When the US Senate wants to pass a law, it is up to the senator to vote. These members mainly come from two political parties: Democrats and Republicans ), the data used now is the voting records of these members. Each row represents a member's situation (party-party, D stands for the Republican party, R stands for the Democratic party, and I stands for the non-partisan party, the third column represents the vote of a certain bill. 1 stands for favor, 0 stands for opposition, and 0.5 stands for waiver)

import pandasvotes = pandas.read_csv('114_congress.csv')

Print (votes ["party"]. value_counts ())

From sklearn. metrics. pairwise import euclidean_distancesprint (euclidean_distances (votes. iloc [0, 3:], votes. iloc [:]) # because the first three columns are not numeric type, data in the first three columns must be excluded.
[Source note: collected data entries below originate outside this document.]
PR #4684, opened 2022-07-22
Add Tracing to Perf Analyzer GRPC/HTTP Client

dyastremsky:
Related Client PR: https://github.com/triton-inference-server/client/pull/136

### DIFF
--- a/qa/L0_perf_analyzer/test.sh
+++ b/qa/L0_perf_analyzer/test.sh
@@ -642,7 +642,7 @@ for PROTOCOL in grpc http; do
     $PERF_ANALYZER -v -i $PROTOCOL -m simple_savedmodel_sequence_object -p 2000 -t5 --sync --trace-file $TRACE_FILE \
     --trace-level TIMESTAMPS --trace-rate 1000 --trace-count 100 --log-frequency 10 \
     --input-data=$SEQ_JSONDATAFILE >$CLIENT_LOG 2>&1
-    if [ $? -eq 0 ]; then
+    if [ $? -ne 0 ]; then
         cat $CLIENT_LOG
         echo -e "\n***\n*** Test Failed\n***"
         RET=1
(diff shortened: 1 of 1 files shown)


qa/L0_perf_analyzer/test.sh
```diff
@@ -635,6 +635,27 @@ for PROTOCOL in grpc http; do
         set -e
     done
 
+    # Testing that trace logging works
+    set +e
+    TRACE_FILE="trace.json"
+    rm ${TRACE_FILE}*
+    $PERF_ANALYZER -v -i $PROTOCOL -m simple_savedmodel_sequence_object -p 2000 -t5 --sync --trace-file $TRACE_FILE \
+    --trace-level TIMESTAMPS --trace-rate 1000 --trace-count 100 --log-frequency 10 \
```
nv-kmcgill53, line 643: Should we also test `--trace-level TENSORS `? Or do we expect the same output regardless of the two options?

nv-kmcgill53 (changes requested):

qa/L0_perf_analyzer/test.sh
dyastremsky: We could. [L0_cmdline_trace](https://github.com/triton-inference-server/server/blob/main/qa/L0_cmdline_trace/test.sh) already tests that the HTTP/GRPC clients trace correctly across different permutations, so I was trying to avoid repeating those tests. My plan with testing was to ensure tracing gets enabled correctly when the trace command line options are passed into perf_analyzer (which feeds them into the HTTP/GRPC clients), but I can add additional tests if you think they'd be useful.

nv-kmcgill53: Looks like the test coverage is good. Thanks for pointing me to `L0_cmdline_trace`.

nv-kmcgill53 (approved):

PR #4693, opened 2022-07-25
Increase SERVER_TIMEOUT for L0_infer_valgrind

krishung5:
Related PRs:
common: https://github.com/triton-inference-server/common/pull/67
backend: https://github.com/triton-inference-server/backend/pull/67
tensorrt_backend: https://github.com/triton-inference-server/tensorrt_backend/pull/44

### DIFF
--- a/qa/L0_infer/infer_test.py
+++ b/qa/L0_infer/infer_test.py
@@ -64,6 +64,7 @@ class InferTest(tu.TestResultCollector):
                     output0_raw,
                     output1_raw,
                     swap,
+                    # 60 sec is the default value
                     network_timeout=60.0):
 
         def _infer_exact_helper(tester,
--- a/qa/L0_infer/infer_test.py
+++ b/qa/L0_infer/infer_test.py
@@ -41,6 +41,7 @@ TEST_SYSTEM_SHARED_MEMORY = bool(
 TEST_CUDA_SHARED_MEMORY = bool(int(os.environ.get('TEST_CUDA_SHARED_MEMORY',
                                                   0)))
 CPU_ONLY = (os.environ.get('TRITON_SERVER_CPU_ONLY') is not None)
+TEST_VALGRIND = bool(int(os.environ.get('TEST_VALGRIND', 0)))
 
 USE_GRPC = (os.environ.get('USE_GRPC', 1) != "0")
 USE_HTTP = (os.environ.get('USE_HTTP', 1) != "0")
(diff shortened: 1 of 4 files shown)


tanmayv25 (dismissed):

GuanLuo:
It shouldn't take this long (2 days) to load models, right? When did the test start timing out?

krishung5:
@GuanLuo I don't expect the test to takes 2 days long either. I set it to 2 days just in case it runs over the TIMEOUT and we need to restart it all over again. In the last run, the test got killed because there is a 8h timeout set in our CI pipeline configuration.

krishung5:
Removed onnx and python backends for valgrind tests. Added a possible memory leak introduced from [OpenVINO side](https://github.com/openvinotoolkit/openvino/issues/6593). Made some changes in [OpenVINO backend](https://github.com/triton-inference-server/openvino_backend/pull/40).

krishung5:
Rebased

qa/L0_infer/test.sh
```diff
@@ -63,6 +63,9 @@ if [ "$TEST_VALGRIND" -eq 1 ]; then
     LEAKCHECK_ARGS_BASE="--leak-check=full --show-leak-kinds=definite --max-threads=3000 --num-callers=20"
     SERVER_TIMEOUT=4000
     rm -f $LEAKCHECK_LOG_BASE*
+    # Remove onnx and python backends for now as the server hangs up when
```
tanmayv25, line 66: Did you create follow-up tickets to investigate this? If yes, then can you add the DLIS-<IDs> here?

krishung5: Added ticket number.

krishung5:
Although L0_infer_valgrind passes locally, it seems like running `test_class_bbb` test case with TF models on CI would fail due to timeout issue. Increased network_timeout for this case.

krishung5:
L0_infer_valgrind passes on CI: https://gitlab-master.nvidia.com/dl/dgx/tritonserver/-/jobs/42488617

qa/L0_infer/infer_test.py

Import pandas slave Rom sklearn. cluster import KMeans # The n_clusters parameter specifies the number of groups. random_state = 1 is used to reproduce the same result. kmeans_model = KMeans (n_clusters = 2, random_state = 1) # Use fit_transform () method To train the model senator_distances = kmeans_model.fit_transform (votes. iloc [:, 3:])

An ndarray is generated. Each row represents a member. The first column represents the distance between the member and the first group. The second column represents the distance between the member and the second group.

Labels = kmeans_model.labels_print (pd. crosstab (labels, votes ["party"])

Democratic_outliers = votes [(labels = 1) & (votes ["party"] = "D")]

Plt. scatter (x = senator_distances [:, 0], y = senator_distances [:, 1], c = labels) plt. show ()

Extremism = (senator_distances ** 3 ). sum (axis = 1) votes ["extremism"] = extremismvotes. sort ("extremism", inplace = True, ascending = False) # sort in descending order based on the radicals

 

Summary

Clustering is a powerful method used to find data features. When supervised machine learning methods are not making progress, you can try unsupervised learning methods. Generally, it is a good start to use unsupervised learning before using supervised learning methods.

Related Article

Contact Us

The content source of this page is from Internet, which doesn't represent Alibaba Cloud's opinion; products and services mentioned on that page don't have any relationship with Alibaba Cloud. If the content of the page makes you feel confusing, please write us an email, we will handle the problem within 5 days after receiving your email.

If you find any instances of plagiarism from the community, please send an email to: info-contact@alibabacloud.com and provide relevant evidence. A staff member will contact you within 5 working days.

A Free Trial That Lets You Build Big!

Start building with 50+ products and up to 12 months usage for Elastic Compute Service

  • Sales Support

    1 on 1 presale consultation

  • After-Sales Support

    24/7 Technical Support 6 Free Tickets per Quarter Faster Response

  • Alibaba Cloud offers highly flexible support services tailored to meet your exact needs.